• **EXERCISE PROMPT**
The lines needed are those from the start of the records through the line holding "Could your clarify", each copied exactly.

***

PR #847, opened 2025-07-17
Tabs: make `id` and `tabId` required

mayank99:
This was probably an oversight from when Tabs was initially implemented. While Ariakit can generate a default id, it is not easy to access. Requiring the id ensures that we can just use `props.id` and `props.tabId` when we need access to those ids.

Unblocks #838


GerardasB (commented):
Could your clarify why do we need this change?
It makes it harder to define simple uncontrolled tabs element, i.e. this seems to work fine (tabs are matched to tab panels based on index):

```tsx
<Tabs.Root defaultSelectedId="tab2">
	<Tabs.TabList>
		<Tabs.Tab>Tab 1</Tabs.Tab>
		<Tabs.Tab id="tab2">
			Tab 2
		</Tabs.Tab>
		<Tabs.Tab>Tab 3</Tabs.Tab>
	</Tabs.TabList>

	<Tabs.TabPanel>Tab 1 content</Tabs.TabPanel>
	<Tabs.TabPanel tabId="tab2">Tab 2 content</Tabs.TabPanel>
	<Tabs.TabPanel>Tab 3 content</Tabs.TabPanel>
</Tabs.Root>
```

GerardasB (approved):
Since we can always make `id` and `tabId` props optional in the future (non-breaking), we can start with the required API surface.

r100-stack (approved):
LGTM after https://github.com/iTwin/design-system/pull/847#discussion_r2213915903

***

• **ANSWER FOR THE TASK**
PR #847, opened 2025-07-17
Tabs: make `id` and `tabId` required

mayank99:
This was probably an oversight from when Tabs was initially implemented. While Ariakit can generate a default id, it is not easy to access. Requiring the id ensures that we can just use `props.id` and `props.tabId` when we need access to those ids.

Unblocks #838


GerardasB (commented):
Could your clarify why do we need this change?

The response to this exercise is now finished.